US 12,204,645 B1
	Machine learning model evaluation and comparison
MohamadAli Torkamani, Scarsdale, NY (US); Bhavna Soman, Seattle, WA (US); Jeffrey Earl Bickford, Thornton, CO (US); and Baris Coskun, Seattle, WA (US)
Assigned to Amazon Technologies, Inc., Seattle, WA (US)
Filed by Amazon Technologies, Inc., Seattle, WA (US)
Filed on Nov. 16, 2021, as Appl. No. 17/528,019.
Int. Cl. G06F 21/56 (2013.01); G06F 21/57 (2013.01); G06N 20/20 (2019.01)

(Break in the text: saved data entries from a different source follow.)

Issue #11834, opened 2023-12-10
[🐛 Bug]: Jasmine - Skipping a test in beforeTest global hook is not preventing the test runner from executing the entire test code


HananArgov:
### Have you read the Contributing Guidelines on issues?

- [X] I have read the [Contributing Guidelines on issues](https://github.com/webdriverio/webdriverio/blob/main/CONTRIBUTING.md#reporting-new-issues).

### WebdriverIO Version

8.26.0

### Node.js Version

18.12.1

### Mode

WDIO Testrunner

### Which capabilities are you using?

```typescript
{
      browserName: 'chrome',
      browserVersion: 'stable', // or 'stable', 'beta', 'dev' or 'canary'
      acceptInsecureCerts: true,
    },
```

### What happened?

when adding 
`pending('skip message')`
to the `beforeTest` hook in the config, it will not skip the test, and will continue the test

### What is your expected behavior?

to skip the test.
there was a fix for mocha, i've tried to do the same for Jasmine, but the reject will fail the test.
https://github.com/webdriverio/webdriverio/issues/6645

### How to reproduce the bug.

install wdio with the testrunner, and Jasmine.

in the config file add the following:

```
  beforeTest(test, context) {
    pending('test 123');
  },
```

### Relevant log output

```typescript
getting this from log:

[0-0] 2023-12-10T10:01:44.372Z ERROR @wdio/utils:shim: undefined
```
```


### Code of Conduct

- [X] I agree to follow this project's Code of Conduct

### Is there an existing issue for this?

- [X] I have searched the existing issues

**Comment by HananArgov** [comment]
somehow, i've found the solution (I think)
i'm using the same solution that was used for Mocha, and I add a reason to the reject:

```
            if (/^=> marked Pending/.test(e)) {
                return reject(e);
            }
```

the result is

```
 "spec" Reporter:
------------------------------------------------------------------
[firefox 64 mac #0-0] Running: firefox (v64) on mac
[firefox 64 mac #0-0] Session ID: 4b936dd8-3369-49e8-b002-c6464e5797e7
[firefox 64 mac #0-0]
[firefox 64 mac #0-0] » /e2e-specs/test/specs/example.api.ts
[firefox 64 mac #0-0] example
[firefox 64 mac #0-0]    - skipped test
[firefox 64 mac #0-0]
[firefox 64 mac #0-0]       .........Pending Reasons.........
[firefox 64 mac #0-0]          test 123
[firefox 64 mac #0-0]
[...]

PR #11158, opened 2023-09-13
mocha: skip test in custom hooks

tamil777selvan:
## Proposed changes

Fix - #6645

Preventing the execution of hooks when an exception is thrown to skip a test case in Mocha.

## Types of changes

[//]: # (What types of changes does your code introduce to WebdriverIO?)
[//]: # (_Put an `x` in the boxes that apply_)

- [x] Bugfix (non-breaking change which fixes an issue)
- [ ] New feature (non-breaking change which adds functionality)
- [ ] Breaking change (fix or feature that would cause existing functionality to not work as expected)
- [ ] Documentation update

## Checklist

[//]: # (_Put an `x` in the boxes that apply. You can also fill these out after creating the PR. If you're unsure about any of them, don't hesitate to ask. We're here to help! This is simply a reminder of what we are going to look for before merging your code._)

- [x] I have read the [CONTRIBUTING](https://github.com/webdriverio/webdriverio/blob/main/CONTRIBUTING.md) doc
- [x] I have added tests that prove my fix is effective or that my feature works
- [ ] I have added necessary documentation (if appropriate)
- [ ] I have added proper type definitions for new commands (if appropriate)

## Further comments

[//]: # (If this is a relatively large or complex change, kick off the discussion by explaining why you chose the solution you did and what alternatives you considered, etc...)

PR #11835, opened 2023-12-10
fix for issue #11834 - fixing skip test for jasmine on beforeTest hook

HananArgov:
## Proposed changes

This is a fix for issue #11834. 
This will enable skipping tests from `beforeTest` hook in config file. just like https://github.com/webdriverio/webdriverio/pull/11158 did for Mocha

the result is that the test is skipped:
image

## Types of changes

- [ ] Documentation update

## Checklist

## Further comments

this is an implementation based on a previous one for Mocha: (https://github.com/webdriverio/webdriverio/pull/11158)

### DIFF
--- a/packages/wdio-utils/src/shim.ts
+++ b/packages/wdio-utils/src/shim.ts
@@ -54,7 +54,7 @@ export async function executeHooksWithArgs<T> (this: any, hookName: string, hook
             * in case of jasmine, when rejecting, we need to pass the message of rejection as well
             */
             if (/^=> marked Pending/.test(e)) {
-                return reject(e);
+                return reject(e)
             }
             log.error(e.stack)
             return resolve(e)
--- a/tests/helpers/jasmine-hooks.conf.js
+++ b/tests/helpers/jasmine-hooks.conf.js
@@ -3,6 +3,6 @@ import { config as baseConfig } from './config.js'
 export const config = Object.assign({}, baseConfig, {
     beforeTest() {
         // this is a global function defined by Jasmine
-        pending()
+        pending('skip test')
     }
 })
--- a/tests/helpers/jasmine-hooks.conf.js
+++ b/tests/helpers/jasmine-hooks.conf.js
@@ -2,6 +2,7 @@ import { config as baseConfig } from './config.js'
 
 export const config = Object.assign({}, baseConfig, {
     beforeTest() {
+        // this is a global function defined by Jasmine
         pending()
     }
 })
--- a/tests/helpers/jasmine-hooks.conf.js
+++ b/tests/helpers/jasmine-hooks.conf.js
@@ -1,0 +1,7 @@
+import { config as baseConfig } from './config.js'
+
+export const config = Object.assign({}, baseConfig, {
+    beforeTest() {
+        pending()
+    }
+})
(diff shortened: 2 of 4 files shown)


packages/wdio-utils/src/shim.ts
```diff
@@ -50,6 +50,12 @@ export async function executeHooksWithArgs<T> (this: any, hookName: string, hook
             if (/^(sync|async) skip; aborting execution$/.test(e.message)) {
                 return reject()
             }
+            /**
+            * in case of jasmine, when rejecting, we need to pass the message of rejection as well
+            */
+            if (/^=> marked Pending/.test(e)) {
+                return reject(e)
```
erwinheitzman, line 57: I think it is good that you add the error here but I think we should do the same for Mocha to keep them in line

erwinheitzman (changes requested):

packages/wdio-utils/src/shim.ts
HananArgov: i'm not sure if this is suppose to be in mocha, i'm working on Jasmine, so i'm not that familiar with how Mocha

HananArgov:
@erwinheitzman 
i've added the tests

tests/helpers/jasmine-hooks.conf.js
```diff
@@ -0,0 +1,7 @@
+import { config as baseConfig } from './config.js'
+
+export const config = Object.assign({}, baseConfig, {
+    beforeTest() {
+        pending()
```
christian-bromann, line 5: Can we add a comment that this is a global function defined by Jasmine?

tests/jasmine/test-skipped-hooks.ts
```diff
@@ -0,0 +1,7 @@
+import assert from 'node:assert'
+
+describe('Jasmine smoke test to be skipped via wdio hooks', () => {
+    it('should be skipped', async () => {
+        assert.strictEqual(1, 1)
```
christian-bromann, line 5: How about we let this assertion fail as we expect this test never to be executed.
```suggestion
        assert.strictEqual(1, 2)
```

tests/helpers/jasmine-hooks.conf.js
HananArgov:
```suggestion
        // this is a global function defined by Jasmine
        pending()
```

tests/jasmine/test-skipped-hooks.ts
HananArgov: done

tests/helpers/jasmine-hooks.conf.js
HananArgov: done

christian-bromann:
It seems like the added smoke test fails now 🤔

HananArgov:
> It seems like the added smoke test fails now 🤔

so what do we do? should I return the value back?

christian-bromann:
@HananArgov it seems like in the smoke test we execute a file (`/tests/jasmine/test-skipped-hooks.ts`) that suppose to be skipped right?

HananArgov:
@christian-bromann i've re-written the test, so it will be suitable to a Jasmine test (used `jasmineFailSpecWithNoExpectations` as a template)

CPC G06F 21/57 (2013.01) [G06F 21/566 (2013.01); G06N 20/20 (2019.01)]

20 Claims

1. A method, comprising:

defining a marker, that if detected in a data item, is indicative that the data item is a malicious data item;

for each of a plurality of data items of a data set:

determining a marker score for the marker; and

determining a data item marker score based at least in part on the marker score;

determining, for a first machine learning model trained to detect malicious data items, a first sub-plurality of data items of the plurality of data items;

determining, for the first sub-plurality of data items and based at least in part on the data item marker scores determined for each of the first sub-plurality of data items, a first model marker score;

determining, for a second machine learning model trained to detect malicious data items, a second sub-plurality of data items of the plurality of data items;

determining, for the second sub-plurality of data items and based at least in part on the data item marker scores determined for each of the second sub-plurality of data items, a second model marker score;

determining, based at least in part on the first model marker score and the second model marker score, that the second machine learning model performs better at detecting malicious data items than the first machine learning model; and

selecting the second machine learning model to process data items to detect malicious data items.